Four-step service loop: 보호자 설정 (guardian setup) → AI 발신 통화 (AI places the call) → 음성 분석 (voice analysis) → 리포트 전송 (report delivered).
As team lead, I owned the technical core of CareRing — the part that turns "a phone call" into a health signal. This built directly on my prior work building an emotion-analysis system for video interviews at QCRI (Qatar Computing Research Institute), adapted here from video to voice-only, real-time conversation.
I designed:
- The voice health pipeline — extracting physical indicators (response latency, speech rate in WPM, pause frequency) and emotional/cognitive trend signals (embedding-based mood tracking) from each call, without relying on any wearable or app
- The AI call engine — real-time Korean conversation via LLM + TTS/STT, tuned to keep an elderly speaker comfortable and talking naturally rather than answering a survey
- The escalation path — keyword-based emergency detection mid-call, triggering an immediate push alert to the guardian
- The "wellness, not diagnosis" framing — a deliberate constraint: the system tracks trends and flags changes, and avoids medical/diagnostic language, both for regulatory reasons and to keep the product trustworthy rather than alarming
Three-layer architecture: Guardian app (client) → call/report backend → AI call engine and voice-analysis pipeline.
| Feature | Description |
|---|---|
| AI 발신 통화 | Scheduled outbound calls in natural Korean conversation |
| 음성 건강 분석 | Physical + emotional trend tracking across 30/90-day windows |
| 주간 리포트 | Plain-language weekly report delivered to the guardian |
| 응급 키워드 감지 | Instant push alert when distress keywords are detected mid-call |
| 수신 통화 (Premium) | Elderly parent can call the AI anytime |
| 가족 공유 | Share reports with up to 5 family members |
| Plan | Price | Includes |
|---|---|---|
| 베이직 | ₩9,900/mo | 주 3회 AI 통화, 주간 텍스트 요약 |
| 스탠다드 | ₩19,900/mo | 매일 통화, 그래프 리포트, 이상 징후 알림 |
| 프리미엄 | ₩34,900/mo | 매일 통화 + 어르신 발신 무제한, 월간 PDF, 5인 공유 |
A working demo of the guardian-facing app is in demo/app.html — three tabs (홈 / 분석 / 통화 기록) with live charts rendered from sample data, no external dependencies.

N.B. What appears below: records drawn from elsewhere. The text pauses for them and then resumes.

PR #3954, opened 2023-12-13
[gosrc2cpg] - fix for package-level global variables from dependencies.

pandurangpatil:
1. It's been observed that the AST nodes were getting created for package-level global variables and constants from the dependencies code. As it was getting processed through the same ASTCreators code. Made changes to handle this situation.
2. Also identified that the variables, constants, types and functions from dependencies which starts with lower case letter will not be referred from the main source code. Hence, I ignored the processing for those. This will also reduce the memory footprint as we are not storing that metadata in the cache. This will also speed up the processing
3. With a lesser memory footprint, unit tests with download dependencies should work. Hence enabled those unit tests. These tests will be helpful in identifying some breaking changes. Like the other ignore test in the same file, was working before. With some recent changes, it has started breaking that flow.

### DIFF
--- a/joern-cli/frontends/gosrc2cpg/src/main/scala/io/joern/gosrc2cpg/GoSrc2Cpg.scala
+++ b/joern-cli/frontends/gosrc2cpg/src/main/scala/io/joern/gosrc2cpg/GoSrc2Cpg.scala
@@ -36,7 +36,9 @@ class GoSrc2Cpg extends X2CpgFrontend[Config] {
           astGenResult.parsedModFile.flatMap(modFile => GoAstJsonParser.readModFile(Paths.get(modFile)).map(x => x))
         )
         if (config.fetchDependencies) {
+          goGlobal.processingDependencies = true
           new DownloadDependenciesPass(goMod, goGlobal).process()
+          goGlobal.processingDependencies = false
         }
         val astCreators =
           new MethodAndTypeCacheBuilderPass(Some(cpg), astGenResult.parsedFiles, config, goMod, goGlobal).process()
--- a/joern-cli/frontends/gosrc2cpg/src/main/scala/io/joern/gosrc2cpg/astcreation/CacheBuilder.scala
+++ b/joern-cli/frontends/gosrc2cpg/src/main/scala/io/joern/gosrc2cpg/astcreation/CacheBuilder.scala
@@ -1,7 +1,6 @@
 package io.joern.gosrc2cpg.astcreation
 
-import io.joern.gosrc2cpg.datastructures.GoGlobal
-import io.joern.gosrc2cpg.parser.ParserAst.{FuncType, GenDecl, InterfaceType, StructType, ValueSpec}
+import io.joern.gosrc2cpg.parser.ParserAst.*
 import io.joern.gosrc2cpg.parser.{ParserKeys, ParserNodeInfo}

- TAM ₩1.2T — domestic digital-care market
- SAM ₩360B — households with an elderly parent living alone, guardian aged 40–60
- SOM ₩12B/yr — 50,000 households within 3 years
The closest existing product is 클로바 케어콜 (Naver/LINE) — but it's B2G only: municipalities choose which elderly residents receive calls, and families get no visibility at all. CareRing is B2C: families sign up directly and are the ones who receive the reports.

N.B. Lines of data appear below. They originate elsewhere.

Issue #3927, opened 2023-12-11
[ruby] `Begin`, `Rescue`, `Ensure` (Try-Catch Statements)


DavidBakerEffendi:
A laymans example can be found here: https://stackoverflow.com/questions/2191632/begin-rescue-and-ensure-in-ruby

These are simply try-catch-finally statements, and there should be an attempt at that in the deprecated `AstForControlStructuresCreator`.

Java and C frontends may have better examples on this implementation. For these structures, the `index` of the blocks representing `Begin`, `Rescue`, and `Ensure` are important for CFG creation.

PR #3970, opened 2023-12-18
[ruby] Begin, Rescue, Ensure (Try-Catch Statements) for intermediate ast #3927

badly-drawn-wizards:
The related issue assumes the RubyNode intermediate AST is complete for Begin, Rescue, Ensure, but this is not the case. The scope of this issue has crept to include handling the ANTLR-to-RubyNode AST feature for these expressions, as well as the AstCreator CPG building. This appears to be the case for a few of the other Ruby issues, which will influence their ETA accordingly.

Additionally, Rescue clauses in Ruby can contain splats which isn't handled yet in parsing. For now the exception list is will be an unknown block and posted as a medium-priority issue. I am unsure if adding a RubyNode for multipleRightHandSide affects anything else.

The scope of this PR is reduced to just the intermediate AST and the AST creator changes will be in a follow up.

### DIFF
--- a/joern-cli/frontends/rubysrc2cpg/src/main/scala/io/joern/rubysrc2cpg/astcreation/RubyIntermediateAst.scala
+++ b/joern-cli/frontends/rubysrc2cpg/src/main/scala/io/joern/rubysrc2cpg/astcreation/RubyIntermediateAst.scala
@@ -22,6 +22,12 @@ object RubyIntermediateAst {
     def text: String = span.text
   }
 
+  implicit class RubyNodeHelper(node: RubyNode) {
+    def asStatementList = node match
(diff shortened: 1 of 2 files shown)


badly-drawn-wizards:
An open question for myself is that it that currently the same RubyNode can result in different AST generation depending on whether it is processed by `astForExpression` or `astForStatement`. For example
```ruby
if true then end
```
results in a ControlFlowNode
and
```ruby
x = if true then end
```
result in a ternary operation

This leads to the question of why this is the case and whether rescue blocks should follow the same logic or if all control flow can be treated uniformly.

DavidBakerEffendi (approved):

Positioning matrix — access model (B2G vs. B2C) × whether the family receives a report. CareRing is the only B2C option with direct family reporting.
Planned path: MVP (0–6mo, 200-household beta) → launch (6–12mo) → B2B expansion (1–2yr) → global (3yr).

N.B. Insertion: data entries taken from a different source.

PR #4009, opened 2023-12-22
Utility for General Purpose Parallelism

DavidBakerEffendi:
Following the type recovery generator parallelism fix, as well as noting that faulty parallelism exists elsewhere such as [in the slicing](https://github.com/joernio/joern/blob/38ba540a93c10e82b0550569353f4d84d131e898/dataflowengineoss/src/main/scala/io/joern/dataflowengineoss/slicing/DataFlowSlicing.scala#L23), I've created this general purpose concurrency tool as an easy means to bootstrap effective concurrency for execution order independent tasks.


DavidBakerEffendi:
Related: https://github.com/joernio/joern/pull/4010

max-leuthaeuser (approved):

max-leuthaeuser:
Please let @bbrehm double check on these two PRs before merging.

joern-cli/frontends/x2cpg/src/main/scala/io/joern/x2cpg/utils/ConcurrentTaskExecutionUtil.scala
```diff
@@ -0,0 +1,54 @@
...
+      } else if (completionQueue.nonEmpty) {
+        val future = completionQueue.removeHead()
+        val res    = Try(Await.result(future, Duration.Inf))
+        results.append(res)
+      } else {
+        done = true
+      }
+    }
+
+    results.toList
```
mpollmeier, line 51:
```suggestion
    val futures = tasks.map(task => Future(task())).toSeq
    // starts them all ^

    futures.map { future =>
      Try(Await.result(future, Duration.Inf))
    }
```

mpollmeier: doesn't this do the same with less noise?

mpollmeier (approved):

joern-cli/frontends/x2cpg/src/main/scala/io/joern/x2cpg/utils/ConcurrentTaskExecutionUtil.scala
DavidBakerEffendi: The point of the queue limits how many tasks are loaded into memory - which is also helped along with the use of the iterator parameter. Not sure, on the other hand, if it makes that much of an impact using this pattern outside of CPG writing to disk.

maltek: I can offer this third way of doing things from one of my joern scripts:

```scala

def runInParallel[V](it: Iterator[() => V]): mutable.Buffer[V] = {
    StreamSupport
      .stream(Spliterators.spliteratorUnknownSize(it.asJava, Spliterator.NONNULL), /* parallel */ true)
      .map(_.apply())
      .toList
      .asScala
  }
```

I haven't benchmarked it though - I just assumed the Java streams are optimized well enough (including lazy reading from the stream/iterator)

mpollmeier: I guess both @maltek and my suggestions ignore the fact that @DavidBakerEffendi wants to run `x` tasks in parallel - our suggestions both start them all eagerly. 

So I guess it's best to just ignore us. 
Final thought: doesn't ExecutorService with a fixed threadpool do that as well?
But again, feel free to ignore, we didn't mean to hold you up, it was just a thought.

DavidBakerEffendi: Got back from vacation today, I'll see if I can use @maltek's solution can be specified with a fixed `x` size as it looks much cleaner and Java's way of doing things are likely more battle-tested.

Yeah, my idea was that I don't want to pollute the memory too much for tasks which may produce unpredictable memory demands. Let me see if I can produce a cleaner variant that addresses this, and maybe reflect the intention of the method in the name.

DavidBakerEffendi: Seems like a [ThreadPoolExecutor](https://docs.oracle.com/javase/6/docs/api/java/util/concurrent/ThreadPoolExecutor.html) is what I want, should limit the number of running tasks.

mpollmeier: yes that's what I had in mind re ExecutorService

you get bonus points if you wrap it in a scala.util.Using - that'll ensure that the executorservice is always properly closed, similar to java's try-with-resource

DavidBakerEffendi:
Given all the feedback, I've added two variants: One with a fixed size pool, and one that uses @maltek's suggestion of a spliterator.

Note that the executor service doesn't play nice with `Autocloseable` given the `shutdown` and `shutdownNow` functions make closing ambiguous, so I've used a try-finally here with a call to `shutdown`.

If this is still a meaningful utility, we can then merge it and slowly refer to it as a common source of implementing correct concurrency. This is mostly due to observing the pitfalls of my previous shortcomings in implementing concurrent execution, and avoiding this happening to others.

mpollmeier (approved):

max-leuthaeuser:
Just a small side note:
These unit tests will fail on machines where `Runtime.getRuntime.availableProcessors()` returns 1.
This can be the case for virtual environments or local/physical developer machines running on battery or in certain energy savings modes.
(maybe we can tag the test to be run only if we got > 1 available processors)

| Role | Name | Background |
|---|---|---|
| 팀장 / AI & Architecture | 정의서 | CMU CS; AI researcher at QCRI; built emotion-analysis system for video interviews |
| Web Platform | 최지현 | SW engineer; national R&D government website development |
| Security Architecture | 조성윤 | 정보보호병; 정보보안기사 certified; prior security-firm experience |
| App & Server | 홍준서 | Fullstack SW engineer; app, web, and server real-service deployment experience |
This was our team's entry to the 공군창업경진대회 (Air Force Startup Competition), 2026 — written and designed during my military service. The repo contains the full application document, supporting figures, and a working front-end demo of the guardian app and marketing site.
Positioning line from the application: "내가 매일 전화드릴 수 없을 때, 케어링이 대신합니다." — "When I can't call every day, CareRing calls for me."